PR #14738, opened 2025-01-03
Custom completions: Inherit case_sensitive option from $env.config

ysthakur:
# Description

Currently, if a custom completer returns a record containing an `options` field, but these options don't specify `case_sensitive`, `case_sensitive` will be true. This PR instead makes the default value whatever the user specified in `$env.config.completions.case_sensitive`.

The match algorithm option already does this. `positional` is also inherited from the global config, although user's can't actually specify that one themselves in `$env.config` (I'm planning on getting rid of `positional` in a separate PR).

# User-Facing Changes

For those making custom completions, if they need matching to be done case-sensitively and:
- their completer returns a record rather than a list,
- and the record contains an `options` field,
- and the `options` field is a record,
- and the record doesn't contain a `case_sensitive` option,

then they will need to specify `case_sensitive: true` in their custom completer's options. Otherwise, if the user sets `$env.config.completions.case_sensitive = false`, their custom completer will also use case-insensitive matching.

Others shouldn't have to make any changes.

# Tests + Formatting

Updated tests to check if `case_sensitive`. Basically rewrote them, actually. I figured it'd be better to make a single helper function that takes completer options and completion suggestions and generates a completer from that rather than having multiple fixtures providing different completers.

# After Submitting

Probably needs to be noted in the release notes, but I don't think the [docs](https://www.nushell.sh/book/custom_completions.html#options-for-custom-completions) need to be updated.

### DIFF
--- a/crates/nu-cli/src/completions/custom_completions.rs
+++ b/crates/nu-cli/src/completions/custom_completions.rs
@@ -66,7 +66,7 @@ impl Completer for CustomCompletion {
             PipelineData::empty(),
         );
 
-        let mut custom_completion_options = None;
+        let mut completion_options = completion_options.clone();
         let mut should_sort = true;
 
         // Parse result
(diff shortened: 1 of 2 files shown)


fdncred:
Thanks. Looks good.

AIM OF THE EXERCISE | Your answer must be one number: how many lines of the entries hold the string "returns".

FINISHED EXERCISE | 2